[Collected data]
PR #919, opened 2026-05-12
refactor: Ran `zizmor` on workflows

ShrimpCryptid:
Problem
=======
Added `zizmor` to the repository for static workflow analysis after reading about it after the Tanstack security incident: https://tanstack.com/blog/incident-followup

Zizmor scans for common security issues in GitHub action workflows, and has already flagged several issues in this PR that I've fixed! You can find more information about the tool here: https://docs.zizmor.sh/

Solution
========
- Updated existing workflows:
  - Workflows now have narrowly-scoped permissions per-job.
  - Added hash pinning to all actions.
  - Disabled credential persistence on all usage of `actions/checkout`: https://docs.zizmor.sh/audits/#artipacked
  - Updated `actions/checkout` to `v6.0.2`.
  - Bumped several other actions to their newest versions.
- Added `zizmorcore/zizmor-action` for static workflow analysis.

## Type of change

Steps to Verify:
----------------
1. See actions are passing.

### DIFF
--- a/.github/workflows/aws-deploy.yml
+++ b/.github/workflows/aws-deploy.yml
@@ -76,7 +76,7 @@ jobs:
           aws-region: ${{ env.AWS_REGION }}
 
       # Setup variables based on the staging or production environment
-      - name: Set ECS variables based on environment
+      - name: Set AWS (S3/CloudFront) variables based on environment
         run: |
           if [ "${GITHUB_EVENT_INPUTS_ENVIRONMENT}" == "production" ]; then
             echo "S3_BUCKET=${PRODUCTION_S3_BUCKET}" >> $GITHUB_ENV
--- a/.github/workflows/aws-deploy.yml
+++ b/.github/workflows/aws-deploy.yml
@@ -29,7 +29,8 @@ jobs:
 
     steps:
       - name: Checkout
-        uses: actions/checkout@f43a0e5ff2bd294095638e18286ca9a3d1956744 #v3.6.0
+        uses: actions/checkout@de0fac2e4500dabe0009e67214ff5f5447ce83dd #v6.0.2
+
         with:
           persist-credentials: false
 
--- a/.github/workflows/aws-deploy.yml
+++ b/.github/workflows/aws-deploy.yml
@@ -29,7 +29,7 @@ jobs:
 
     steps:
       - name: Checkout
-        uses: actions/checkout@f43a0e5ff2bd294095638e18286ca9a3d1956744
+        uses: actions/checkout@f43a0e5ff2bd294095638e18286ca9a3d1956744 #v3.6.0
         with:
           persist-credentials: false
 
@@ -91,7 +91,7 @@ jobs:
           GITHUB_EVENT_INPUTS_ENVIRONMENT: ${{ github.event.inputs.environment }}
 
       - name: Download build artifacts
-        uses: actions/download-artifact@fa0a91b85d4f404e444e00e005971372dc801d16
+        uses: actions/download-artifact@3e5f45b2cfb9172054b4087a40e8e0b5a5461e7c #v8.0.1
         with:
           name: aws-deploy-files
           path: ./dist
--- a/.github/workflows/aws-deploy.yml
+++ b/.github/workflows/aws-deploy.yml
@@ -13,6 +13,8 @@ on:
         required: true
         type: choice
 
+permissions: {}
+
 env:
   AWS_ACCOUNT_ID: ${{ vars.AWS_PUBLIC_DATA_RELEASES_ACCOUNT_ID }}
   AWS_REGION: ${{ vars.AWS_DEFAULT_REGION }}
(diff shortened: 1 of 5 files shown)


.github/workflows/aws-deploy.yml
```diff
@@ -13,6 +13,8 @@ on:
         required: true
         type: choice
 
+permissions: {}
```
ShrimpCryptid, line 16: This removes default permissions from an action, so permissions have to be set on the specific jobs that need them.

.github/workflows/aws-deploy.yml
```diff
@@ -21,17 +23,16 @@ env:
...
   build:
     runs-on: ubuntu-latest
 
     steps:
       - name: Checkout
-        uses: actions/checkout@f43a0e5ff2bd294095638e18286ca9a3d1956744
+        uses: actions/checkout@de0fac2e4500dabe0009e67214ff5f5447ce83dd #v6.0.2
+
+        with:
+          persist-credentials: false
```
ShrimpCryptid, line 36: See https://docs.zizmor.sh/audits/#artipacked

.github/workflows/aws-deploy.yml
```diff
@@ -74,27 +78,29 @@ jobs:
       # Setup variables based on the staging or production environment
       - name: Set ECS variables based on environment
         run: |
-          if [ "${{ github.event.inputs.environment }}" == "production" ]; then
-            echo "S3_BUCKET=${{ env.PRODUCTION_S3_BUCKET }}" >> $GITHUB_ENV
-            echo "CLOUDFRONT_DISTRIBUTION_ID=${{ env.PRODUCTION_CLOUDFRONT_DISTRIBUTION_ID }}" >> $GITHUB_ENV
-          elif [ "${{ github.event.inputs.environment }}" == "staging" ]; then
-            echo "S3_BUCKET=${{ env.STAGING_S3_BUCKET }}" >> $GITHUB_ENV
-            echo "CLOUDFRONT_DISTRIBUTION_ID=${{ env.STAGING_CLOUDFRONT_DISTRIBUTION_ID }}" >> $GITHUB_ENV
```
ShrimpCryptid, line 82: The `${{ }}` template expansion syntax can allow for shell injection. I think this was fine for our use case, since none of these environment variables were controlled by users, but I fixed it anyways.

See https://docs.zizmor.sh/audits/#template-injection

.github/workflows/deploy-public-build.yml
```diff
@@ -32,27 +35,31 @@ jobs:
...
 
       - name: Download artifact
-        uses: actions/download-artifact@fa0a91b85d4f404e444e00e005971372dc801d16
+        uses: actions/download-artifact@3e5f45b2cfb9172054b4087a40e8e0b5a5461e7c #v8.0.1
         with:
           name: production-files
           path: ./dist
 
       - name: Deploy
-        uses: JamesIves/github-pages-deploy-action@v4
```
ShrimpCryptid, line 55: I don't think `v4` was actually a versioned release... it looks like an accidental tag that was committed to main.

.github/workflows/release.yml
```diff
@@ -40,13 +46,11 @@ jobs:
...
 
       - name: Zip build artifact
-        run: zip -r tfe-${{ steps.get_version.outputs.VERSION }}.zip viewer/*
+        run: zip -r tfe-${VERSION_TAG}.zip viewer/*
+        env:
+          VERSION_TAG: ${{ steps.get_version.outputs.VERSION }}
 
       - name: Create release
-        # v2.4.1 10/14/25
-        uses: softprops/action-gh-release@6da8fa9354ddfdc4aeace5fc48d7f679b5214090
```
ShrimpCryptid, line 47: Replaced this action with GitHub's native `gh` CLI tool.

.github/workflows/run-static-checks.yml
```diff
@@ -1,12 +1,20 @@
 name: run-static-checks
-run-name: ✅ Checking '${{'#'}}${{github.ref_name}}' on branch '${{github.head_ref}}'
```
ShrimpCryptid, line 2: lol

toloudis (approved):
Changes seem fine, although it's introducing patterns that future code changes may or may not follow.  (Also, it looks like copilot did some work here too... so do we trust zizmor or not?)
Did you do this through the vscode plugin?
Is there any long term plan for enforcement?

.github/workflows/run-static-checks.yml
```diff
@@ -1,12 +1,21 @@
...
+run-name: ✅ Checking '#${{github.ref_name}}' on branch '${{github.head_ref}}'
```
rugeli: 1. with `✅ Checking ...`, a failed run would show a red X next to the green check icon, which looks a little mixed. Maybe use a more neutral icon here?

2. `#${{ github.ref_name }}` shows as `#919/merge` for pr runs. would `github.event.number` work better here so the title shows just `#919`?

rugeli (approved):
Overall looks great! left comments around the `run-name` naming

ShrimpCryptid:
> Changes seem fine, although it's introducing patterns that future code changes may or may not follow. (Also, it looks like copilot did some work here too... so do we trust zizmor or not?) Did you do this through the vscode plugin? Is there any long term plan for enforcement?

I installed `zizmor` locally and was running it as my check, but there's also now a zizmor action that is run on every pull request that will also flag future issues! See `run-static-checks/static-workflow-checks`.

*Task instructions:* Please copy out each record, character for character.

*Output below:*
PR #919, opened 2026-05-12
refactor: Ran `zizmor` on workflows

ShrimpCryptid:
Problem
=======
Added `zizmor` to the repository for static workflow analysis after reading about it after the Tanstack security incident: https://tanstack.com/blog/incident-followup

Zizmor scans for common security issues in GitHub action workflows, and has already flagged several issues in this PR that I've fixed! You can find more information about the tool here: https://docs.zizmor.sh/

Solution
========
- Updated existing workflows:
  - Workflows now have narrowly-scoped permissions per-job.
  - Added hash pinning to all actions.
  - Disabled credential persistence on all usage of `actions/checkout`: https://docs.zizmor.sh/audits/#artipacked
  - Updated `actions/checkout` to `v6.0.2`.
  - Bumped several other actions to their newest versions.
- Added `zizmorcore/zizmor-action` for static workflow analysis.

## Type of change

Steps to Verify:
----------------
1. See actions are passing.

### DIFF
--- a/.github/workflows/aws-deploy.yml
+++ b/.github/workflows/aws-deploy.yml
@@ -76,7 +76,7 @@ jobs:
           aws-region: ${{ env.AWS_REGION }}
 
       # Setup variables based on the staging or production environment
-      - name: Set ECS variables based on environment
+      - name: Set AWS (S3/CloudFront) variables based on environment
         run: |
           if [ "${GITHUB_EVENT_INPUTS_ENVIRONMENT}" == "production" ]; then
             echo "S3_BUCKET=${PRODUCTION_S3_BUCKET}" >> $GITHUB_ENV
--- a/.github/workflows/aws-deploy.yml
+++ b/.github/workflows/aws-deploy.yml
@@ -29,7 +29,8 @@ jobs:
 
     steps:
       - name: Checkout
-        uses: actions/checkout@f43a0e5ff2bd294095638e18286ca9a3d1956744 #v3.6.0
+        uses: actions/checkout@de0fac2e4500dabe0009e67214ff5f5447ce83dd #v6.0.2
+
         with:
           persist-credentials: false
 
--- a/.github/workflows/aws-deploy.yml
+++ b/.github/workflows/aws-deploy.yml
@@ -29,7 +29,7 @@ jobs:
 
     steps:
       - name: Checkout
-        uses: actions/checkout@f43a0e5ff2bd294095638e18286ca9a3d1956744
+        uses: actions/checkout@f43a0e5ff2bd294095638e18286ca9a3d1956744 #v3.6.0
         with:
           persist-credentials: false
 
@@ -91,7 +91,7 @@ jobs:
           GITHUB_EVENT_INPUTS_ENVIRONMENT: ${{ github.event.inputs.environment }}
 
       - name: Download build artifacts
-        uses: actions/download-artifact@fa0a91b85d4f404e444e00e005971372dc801d16
+        uses: actions/download-artifact@3e5f45b2cfb9172054b4087a40e8e0b5a5461e7c #v8.0.1
         with:
           name: aws-deploy-files
           path: ./dist
--- a/.github/workflows/aws-deploy.yml
+++ b/.github/workflows/aws-deploy.yml
@@ -13,6 +13,8 @@ on:
         required: true
         type: choice
 
+permissions: {}
+
 env:
   AWS_ACCOUNT_ID: ${{ vars.AWS_PUBLIC_DATA_RELEASES_ACCOUNT_ID }}
   AWS_REGION: ${{ vars.AWS_DEFAULT_REGION }}
(diff shortened: 1 of 5 files shown)


.github/workflows/aws-deploy.yml
```diff
@@ -13,6 +13,8 @@ on:
         required: true
         type: choice
 
+permissions: {}
```
ShrimpCryptid, line 16: This removes default permissions from an action, so permissions have to be set on the specific jobs that need them.

.github/workflows/aws-deploy.yml
```diff
@@ -21,17 +23,16 @@ env:
...
   build:
     runs-on: ubuntu-latest
 
     steps:
       - name: Checkout
-        uses: actions/checkout@f43a0e5ff2bd294095638e18286ca9a3d1956744
+        uses: actions/checkout@de0fac2e4500dabe0009e67214ff5f5447ce83dd #v6.0.2
+
+        with:
+          persist-credentials: false
```
ShrimpCryptid, line 36: See https://docs.zizmor.sh/audits/#artipacked

.github/workflows/aws-deploy.yml
```diff
@@ -74,27 +78,29 @@ jobs:
       # Setup variables based on the staging or production environment
       - name: Set ECS variables based on environment
         run: |
-          if [ "${{ github.event.inputs.environment }}" == "production" ]; then
-            echo "S3_BUCKET=${{ env.PRODUCTION_S3_BUCKET }}" >> $GITHUB_ENV
-            echo "CLOUDFRONT_DISTRIBUTION_ID=${{ env.PRODUCTION_CLOUDFRONT_DISTRIBUTION_ID }}" >> $GITHUB_ENV
-          elif [ "${{ github.event.inputs.environment }}" == "staging" ]; then
-            echo "S3_BUCKET=${{ env.STAGING_S3_BUCKET }}" >> $GITHUB_ENV
-            echo "CLOUDFRONT_DISTRIBUTION_ID=${{ env.STAGING_CLOUDFRONT_DISTRIBUTION_ID }}" >> $GITHUB_ENV
```
ShrimpCryptid, line 82: The `${{ }}` template expansion syntax can allow for shell injection. I think this was fine for our use case, since none of these environment variables were controlled by users, but I fixed it anyways.

See https://docs.zizmor.sh/audits/#template-injection

.github/workflows/deploy-public-build.yml
```diff
@@ -32,27 +35,31 @@ jobs:
...
 
       - name: Download artifact
-        uses: actions/download-artifact@fa0a91b85d4f404e444e00e005971372dc801d16
+        uses: actions/download-artifact@3e5f45b2cfb9172054b4087a40e8e0b5a5461e7c #v8.0.1
         with:
           name: production-files
           path: ./dist
 
       - name: Deploy
-        uses: JamesIves/github-pages-deploy-action@v4
```
ShrimpCryptid, line 55: I don't think `v4` was actually a versioned release... it looks like an accidental tag that was committed to main.

.github/workflows/release.yml
```diff
@@ -40,13 +46,11 @@ jobs:
...
 
       - name: Zip build artifact
-        run: zip -r tfe-${{ steps.get_version.outputs.VERSION }}.zip viewer/*
+        run: zip -r tfe-${VERSION_TAG}.zip viewer/*
+        env:
+          VERSION_TAG: ${{ steps.get_version.outputs.VERSION }}
 
       - name: Create release
-        # v2.4.1 10/14/25
-        uses: softprops/action-gh-release@6da8fa9354ddfdc4aeace5fc48d7f679b5214090
```
ShrimpCryptid, line 47: Replaced this action with GitHub's native `gh` CLI tool.

.github/workflows/run-static-checks.yml
```diff
@@ -1,12 +1,20 @@
 name: run-static-checks
-run-name: ✅ Checking '${{'#'}}${{github.ref_name}}' on branch '${{github.head_ref}}'
```
ShrimpCryptid, line 2: lol

toloudis (approved):
Changes seem fine, although it's introducing patterns that future code changes may or may not follow.  (Also, it looks like copilot did some work here too... so do we trust zizmor or not?)
Did you do this through the vscode plugin?
Is there any long term plan for enforcement?

.github/workflows/run-static-checks.yml
```diff
@@ -1,12 +1,21 @@
...
+run-name: ✅ Checking '#${{github.ref_name}}' on branch '${{github.head_ref}}'
```
rugeli: 1. with `✅ Checking ...`, a failed run would show a red X next to the green check icon, which looks a little mixed. Maybe use a more neutral icon here?

2. `#${{ github.ref_name }}` shows as `#919/merge` for pr runs. would `github.event.number` work better here so the title shows just `#919`?

rugeli (approved):
Overall looks great! left comments around the `run-name` naming

ShrimpCryptid:
> Changes seem fine, although it's introducing patterns that future code changes may or may not follow. (Also, it looks like copilot did some work here too... so do we trust zizmor or not?) Did you do this through the vscode plugin? Is there any long term plan for enforcement?

I installed `zizmor` locally and was running it as my check, but there's also now a zizmor action that is run on every pull request that will also flag future issues! See `run-static-checks/static-workflow-checks`.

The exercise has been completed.